PR #114, opened 2018-10-02
Skip pip packages for now (see #100).

ceball:


ceball:
Seems like it should be uncontroversial (there are already no pip packages anyway), so I'll merge...

jbednar:
It's fine to skip them if there's some problem, but I thought we had agreed that we should now be able to have pyviz on pip.  I tried following the chain of issues and comments, but I can't see any fundamental remaining reason why we can't have pyviz on pip?

ceball:
I don't know about fundamentally, but practically speaking...

Current pyviz depends on unreleased packages not on pypi (e.g. bokeh 1.0 dev something).

Previous pyviz packages won't match the pyviz.org tutorial and will have broken pyviz --install-examples command. 

(what I wrote in https://github.com/pyviz/pyviz/issues/100#issuecomment-426395781)

jbednar:
Ok, sounds like we have to wait on Bokeh 1.0 non-dev to release for pip.  I'll try to remember that!

jlstevens:
Bokeh 1.0.4 is currently on [PyPI](https://pypi.org/project/bokeh/) and having a PyPI version of pyviz has both been requested by users #100 and is needed to get the `.version` file available for the conda-forge recipe.

ceball:
@jlstevens I tried (on linux) just now but pyviz requires geoviews and geoviews seemingly can't be pip installed from scratch - probably because cartopy is required by geoviews, and cartopy can't be pip installed from scratch (i.e. requires additional preparation first). If geoviews is required by pyviz and cartopy is required by geoviews, then I think additional instructions will be required for pip users.

Alternatively, what scope is there for making geoviews an optional extra? (Or cartopy an optional extra of geoviews?) I vaguely recall trying to start topics, e.g. "geo" (so pip `install pyviz[geo]` would be required to run the geo examples, kind of a thing)...but I guess I didn't get very far with that.

jbednar:
Our current plan for handling that is to [move WMTS map tiles support into HoloViews](https://github.com/ioam/holoviews/issues/3404), so that GeoViews becomes required only for http://pyviz.org/tutorial/07_Geographic_Data.html, letting people run the rest of the tutorials whether or not they have Cartopy and the rest of the geo stack installed. But that's not feasible for this release, so we'll just have to have additional instructions for pip users.

PR #118, opened 2018-10-10
Minor doc fixups

ceball:
Actually, one bit's probably not minor: as I came across the text, I decided to remove the list of individuals' names, since it duplicates information elsewhere (github) and is otherwise another thing to maintain (it's hard enough just to keep the list of pyviz-maintained packages up to date ;) ). I would instead be fine to revert that and update the list, but we'd need to keep it up to date. 

I also think we should also add a couple of bits: 
  * encourage contributions of all kinds from anyone
  * that pyviz and all the underlying tools are open source, free for any kind of use etc

I'll add that to this PR, if it seems reasonable?


jbednar (approved):
Adding those elements to the PR sounds good.  Removing the contributors seems fine.

doc/about.rst
```diff
@@ -7,8 +7,8 @@ including
 `HoloViews <http://holoviews.org>`_,
 `GeoViews <http://geo.holoviews.org>`_,
 `hvPlot <https://hvplot.pyviz.org>`_,
-`Datashader <https://github.com/bokeh/datashader>`_,
-`Param <https://github.com/ioam/param>`_, and
+`Datashader <https://datashader.org>`_,
```
ceball: That datashader link doesn't work for me...maybe it's down at the moment?

jbednar: Looks like it needs to be http, not https.

ceball:
@jbednar, which do you prefer: "import panel as pn" or "import panel as pp"?

```
apps/osm-1billion.py:import holoviews as hv, geoviews as gv, param, dask.dataframe as dd, panel as pn
pyviz/__init__.py:import panel as pp                                       # noqa (API import)
apps/nyc_taxi/main.py:import panel as pn
examples/tutorial/01_Workflow_Introduction.ipynb:    "import param, panel as pn\n",
examples/tutorial/12_Parameters_and_Widgets.ipynb:    "import param, panel as pp, numpy as np, holoviews as hv\n",
examples/tutorial/13_Deploying_Bokeh_Apps.ipynb:    "import holoviews as hv, geoviews as gv, param, dask.dataframe as dd, panel as pp\n",
examples/tutorial/A2_Dashboard_Workflow.ipynb:    "import panel as pp\n",
```

philippjfr:
We've settled on panel as pn.

jbednar:
Right; either was fine for me, but others voted for `pn`, so I've tried to fix any remaining `pp` that I've found.  Definitely needs a search and replace, though.

Issue #109, opened 2018-09-28
Can't run taxi player app on windows


ceball:
I noticed during #81 so can't investigate right now.

There seem to be multiple problems, but the first is some kind of decoding error. It's hard to say more, since I get only a redacted "ERROR" message from somewhere in the pyviz stack (bokeh?). My *guess* (it's really a guess) is somewhere in the pyviz stack opens the app's main.py file as text, and assumes the default encoding of text files is utf-8 - which is not true (at least, as of python 3.6 on windows). (The main.py file is fine to run with python itself rather than bokeh, since in python 3.6 python source code files are assumed to be utf-8 by default.)

Need to investigate further (e.g. does it happen with latest bokeh? does the app work on other platforms?).

marcbernot:
I had no such problem on window10  (fresh install with the latest miniconda python 3.7 then following the installation instructions from pyviz.org). We are talking about server_app.py right?

I already had encoding problems with the nyc_taxi_wide.parq file though. This happens by using pyarrow rather than fastparquet. Notice that when both are installed, pandas.read_parquet uses pyarrow by default.
`pd.read_parquet('nyc_taxi_wide.parq',engine='pyarrow')`-> encoding error
`df = pd.read_parquet('nyc_taxi_wide.parq',engine='fastparquet')`-> no error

++++++

Starting from the data above, filter for lines with "opened" and copy each one.

Exercise output
PR #114, opened 2018-10-02
PR #118, opened 2018-10-10
Issue #109, opened 2018-09-28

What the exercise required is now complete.